Exercise:
Provide a verbatim copy of the data below.
*** Source data ***
PR #1140, opened 2015-05-11
Removed usage of Double Checked Locking.

pwagland:
Given that Double Checked Locking is not thread safe, it should not be used.


kcooney:
I think your information is out of date. That field is volatile, so it is thread safe

pwagland:
My bad, I missed that the variable was volatile! Sorry about that. nine out of ten times when that pattern is seen it is incorrect. In this case it was OK. Thanks for checking.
***
Result below:
PR #1140, opened 2015-05-11
Removed usage of Double Checked Locking.

pwagland:
Given that Double Checked Locking is not thread safe, it should not be used.


kcooney:
I think your information is out of date. That field is volatile, so it is thread safe

pwagland:
My bad, I missed that the variable was volatile! Sorry about that. nine out of ten times when that pattern is seen it is incorrect. In this case it was OK. Thanks for checking.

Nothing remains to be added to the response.